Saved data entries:
PR #4892, opened 2024-04-30
openPMD extension: fix broken C++ syntax

psychocoderHPC:
Bug introduced with #4883.
The bug is not detected by the CI because the code path depends on the ADIOS2 version.


PrometheusPi (approved):
tested - works

PR #4898, opened 2024-05-02
fix include guard Shadowgraphy plugin

PrometheusPi:
fix https://github.com/ComputationalRadiationPhysics/picongpu/issues/4897

This pull request fixes #4897 the missing openPMD-api include guard for the shadowgraphy plugin.

PR #4899, opened 2024-05-02
fix missing include guard for shadowgraphy plugin

psychocoderHPC:
fix #4898


psychocoderHPC:
closed and solved already with #4898

#4898 is not using nested guards, same as on other places in the file

PR #4903, opened 2024-05-08
CI: test latest ISAAC

psychocoderHPC:
- install glm 1.0.1 for ISAAC
- test latest ISAAC dev branch

### DIFF
--- a/share/ci/install/isaac.sh
+++ b/share/ci/install/isaac.sh
@@ -6,11 +6,11 @@ set -o pipefail
 if [ -z "$DISABLE_ISAAC" ] ; then
     cd $CI_PROJECT_DIR
 
-    export GLM_ROOT=/opt/glm/0.9.9.9-dev
+    export GLM_VERSION=1.0.1
+    export GLM_ROOT=/opt/glm/$GLM_VERSION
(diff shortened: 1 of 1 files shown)


share/ci/install/isaac.sh
```diff
@@ -19,7 +19,7 @@ if [ -z "$DISABLE_ISAAC" ] ; then
     cd $CI_PROJECT_DIR
     git clone https://github.com/ComputationalRadiationPhysics/isaac.git
     cd isaac
-    git checkout 195420ca1c43f6148c7f6c3a10ad9cad32e04d6a
+    git checkout 6bf8e189142da7ab16f8367316fb21dcaa7e3b78
```
PrometheusPi, line 22: @psychocoderHPC why do you specify a specific branch (the current head?)

PrometheusPi (approved):
Just a question

share/ci/install/isaac.sh
PrometheusPi: *offline discussion with @psychocoderHPC*: This avoids that the PIConGPU CI breaks because we accidentally introduce an error in ISAAC.

PR #4904, opened 2024-05-14
add warning for AOFD solver

PrometheusPi:
This pull request adds a warning in the user documentation of the AOFDTD solver to avoid the common mistake of setting the time step close to the CFL condition and thus ignoring the issues airing with that with the numerical dispersion relation.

* AIM OF THE TASK
Some lines of the records may contain the string "pull". State how many do, as a number alone.

* EXPECTED ANSWER
2